INSTRUCTIONS FOR THE TASK: In the records below, some lines hold the word "params". Copy each of those lines.

##### DATA LISTING #####

PR #1065, opened 2025-10-21
ROB-2290 fetch resource issues tool

RoiGlinik:


holmes/plugins/toolsets/robusta/robusta.py
```diff
@@ -285,6 +289,26 @@ def get_parameterized_one_liner(self, params: Dict) -> str:
...
+            ),
+            add_cluster_filter=True,
+        )
+
+    def _fetch_change_history(self, params: Dict) -> Optional[List[Dict]]:  # type: ignore
+        return super()._fetch_change_history(params, finding_type=FindingType.ISSUE)
+
+    def get_parameterized_one_liner(self, params: Dict) -> str:
+        return f"Robusta: fetch resource issues metadata {params}"
+
```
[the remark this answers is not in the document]
RoiGlinik: you are wrong

holmes/plugins/toolsets/robusta/robusta.py
```diff
@@ -285,6 +289,26 @@ def get_parameterized_one_liner(self, params: Dict) -> str:
...
+            name="fetch_resource_issues_metadata",
+            description=(
+                "Fetch issues and alert metadata in a given time range. "
+                "Must be filtered on a given namespace and specific kubernetes resource such as pod, deployment, job, etc."
+                "Use fetch_finding_by_id to get further information on a specific issue or alert."
+            ),
+            add_cluster_filter=True,
+        )
+
+    def _fetch_change_history(self, params: Dict) -> Optional[List[Dict]]:  # type: ignore
```
moshemorad: It is very weird that the name of this method is fetch_change_history. Please rename it.

holmes/core/supabase_dal.py
```diff
@@ -53,6 +54,12 @@
 ENRICHMENT_BLACKLIST_SET = set(ENRICHMENT_BLACKLIST)
 
 
+class FindingType(str, Enum):
+    ALL = "all"
```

#####

ANSWER TO THIS TASK:
@@ -285,6 +289,26 @@ def get_parameterized_one_liner(self, params: Dict) -> str:
+    def _fetch_change_history(self, params: Dict) -> Optional[List[Dict]]:  # type: ignore
+        return super()._fetch_change_history(params, finding_type=FindingType.ISSUE)
+    def get_parameterized_one_liner(self, params: Dict) -> str:
+        return f"Robusta: fetch resource issues metadata {params}"
@@ -285,6 +289,26 @@ def get_parameterized_one_liner(self, params: Dict) -> str:
+    def _fetch_change_history(self, params: Dict) -> Optional[List[Dict]]:  # type: ignore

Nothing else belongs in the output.